Initial Impressions:

Since first installing Spike about 2 years ago, it has become one of my "must have" applications. Spike is small and very useful clipboard capture program, allowing you to paste the clipboard contents to a text file with the click of a mouse button. If you are tired of having to create a data object, or peel off a sticky note just to have a spot to place that email address, or URL, then Spike is for you.
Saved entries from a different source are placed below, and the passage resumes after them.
PR #8405, opened 2026-03-15
refactor mmap hashmap

generall:
- [manual] split mmap_hashmap into multilpe files
- [AI] first iteration
- [AI] impleent custor for each key


xzfc (approved):
Reviewed with @generall.

PR #8410, opened 2026-03-16
Fix update worker hanging in deferred wait loop on config change

agourlay:
## Problem

  When `prevent_unoptimized=true` and `max_optimization_threads=0`, any `wait=true` write enters `wait_for_deferred_points_ready`, which loops sending `Nop` to the optimizer and waiting for `optimization_finished`. 

Since the optimizer has `max_handles=0`, it immediately signals "finished" without doing any work, creating a tight busy-spin that never terminates.

When the user then changes `max_optimization_threads` to `"auto"` via a config update, `run_workers` spawns new workers with the correct config — but the **old** update worker is never cancelled. It stays stuck in the deferred wait loop, talking to the old optimizer. 

The old `JoinHandle` is merely detached on drop, not stopped.

Since `wait_for_deferred_points_ready` doesn't check any cancellation signal, the old worker spins forever, blocking the HTTP response for the in-flight `wait=true` write.

  ## Fix

  **Cancel old update worker on restart** (`update_handler.rs`)

  `run_workers` now calls `self.update_worker_cancel.cancel()` before creating a new token. This signals the old worker to stop.

  **Check cancellation in deferred wait** (`update_worker.rs`)

  `wait_for_deferred_points_ready` now takes a `CancellationToken` and uses `tokio::select!` to check it alongside `optimization_finished_receiver.changed()`.

On cancellation it returns a `Cancelled` error. The caller converts this to `UpdateStatus::WaitTimeout` (HTTP 200 with `"status": "wait_timeout"`) — the update is applied, only the deferred visibility wait was interrupted.

  **Remove spurious `optimization_finished` signals** (`optimization_worker.rs`)

  When the optimizer cannot launch any work (thread limit reached or no optimization planned), it no longer sends `optimization_finished`. This eliminates the busy-spin — without the signal, the deferred wait loop blocks quietly on `changed()` until either a real optimization completes or the cancellation token fires.

  ## Test

  The consensus test `test_shard_snapshot_transfer_deferred` now exercises the full scenario:

  - `wait=true` with `max_optimization_threads=0` → client times out (server blocks in deferred wait)
  - Config change to `max_optimization_threads="auto"` → old worker is cancelled
  - Retry `wait=true` → may get `wait_timeout` status (old worker cancelled) until the new worker handles it with `completed` status

### DIFF
--- a/lib/collection/src/shards/local_shard/shard_ops.rs
+++ b/lib/collection/src/shards/local_shard/shard_ops.rs
@@ -33,6 +33,7 @@ use crate::profiling::interface::log_request_to_collector;
 use crate::shards::local_shard::LocalShard;
 use crate::shards::shard_trait::{ShardOperation, WaitUntil};
 use crate::update_handler::{OperationData, UpdateSignal};
+use crate::update_workers::internal_update_result::InternalUpdateResult;
 
 #[async_trait]
 impl ShardOperation for LocalShard {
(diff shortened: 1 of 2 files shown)


lib/collection/src/update_workers/update_worker.rs
```diff
@@ -144,24 +145,41 @@ impl UpdateWorkers {
...
                         )
                         .await;
-                        if let Err(err) = wait_result {
-                            send_feedback(sender, Err(err), op_num);
-                            continue;
+                        // Waiting for deferred points should never error out as it would mark the shard as dead
+                        if let Err(wait_result) = wait_result {
+                            log::warn!("Failed to await for optimizers: {wait_result}");
+                            UpdateStatus::WaitTimeout // ToDo: Consider special status
+                        } else {
```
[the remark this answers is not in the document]
agourlay: this is done on purpose, waiting for deferred point should not return an error to the user

lib/collection/src/shards/local_shard/shard_ops.rs
```diff
@@ -125,18 +126,25 @@ impl ShardOperation for LocalShard {
...
+                            "Operation ID from WAL should match the one received from update worker"
+                        );
+                        Ok(UpdateResult {
+                            operation_id: Some(op_num),
+                            status,
+                            clock_tag: operation.clock_tag,
+                        })
+                    }
+                    Err(elapsed) => {
+                        let _elapsed: Elapsed = elapsed;
```
JojiiOfficial, line 141: Any reason to keep the `let _elapsed: Elapsed = elapsed;`?
```suggestion
                    Err(_elapsed) => {
```

JojiiOfficial (approved):

lib/collection/src/shards/local_shard/shard_ops.rs
agourlay: I want to enforce the error type that is being ignored.

In case we refactor this and the error type becomes `CollectionResult` which should not be ignored.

This is a freeware application by the Vancouver OS/2 user group and can be found on hobbes as


Installation is tricky, to say the least. However, that was the intention of the authors. From spike.txt, under "Installation":

"We discussed the method of installation and decided that we would not write an installation script. This decision was made so that we could use Spike as a lesson in OS/2's association methods. Most of us already know how to use common associations with exe files. This file will show you how to make a new data file type, associate it with a spike.exe file, and then make the data file into a template. The reward for going through this lesson will be a free utility that I think a lot of you will find useful. Plus as a benefit, you will be able to use this knowledge in many other areas."

Pay close attention to the installation instructions (in the spike.txt called "Off to work we go". You are creating datafile and executable objects from your templates folder, and assigning associations in order for Spike to achieve its final end. Once you have completed all steps correctly, you will have a new template, an executable object, and your first datafile. Subsequent datafiles are created merely by peeling off a new spikefile object from the templates folder, and giving it whatever name suits you.

The completed template object:

Using Spike:

While installation can be tricky (I was tricked, until I re-read the instructions several times), use of the data object could not be easier. Simply copy something to the clipboard, double click the spike object's icon, and it's done. Each capture is separated by a row of asterisks as shown here:

Simply copy something to the clipboard, double click the spike object's icon, and it's done.
Each capture is separated by a row of asterisks as shown here:

No, you're not seeing double. I just copied the last two lines of the previous paragraph into the spike data object as an example.

To access the data, use the right mouse button to bring up the object's menu. Spike should be the default program associated with the object, and your favourite text editors should be listed below. Simply selecting your editor of choice will load the contents for you to edit or print as you see fit.

The right mouse button menu:

As you can probably tell from the above image, I have my main spikefile object installed on the toolbar for quickest use. I also have several other spikefiles in the toolbar drawer for those not so needed possibilities. Though I don't use the warpcentre, I imagine a spikefile can be installed there too, and have the same functionality as the toolbar version (single-click). If you don't want either, and have a spikefile object on your desktop, you'll obviously have to double-click. I imagine the lazy among us (yes, I'm one of them) will opt for the toolbar or warpcentre choice.


I for one have found Spike to be a much needed addition to my desktop. Its speed and ease of use make it an indispensable application. I highly recommend this little gem to anyone who has ever copied text to the clipboard, then scrambled to find a home for it before the clipboard contents are overwritten.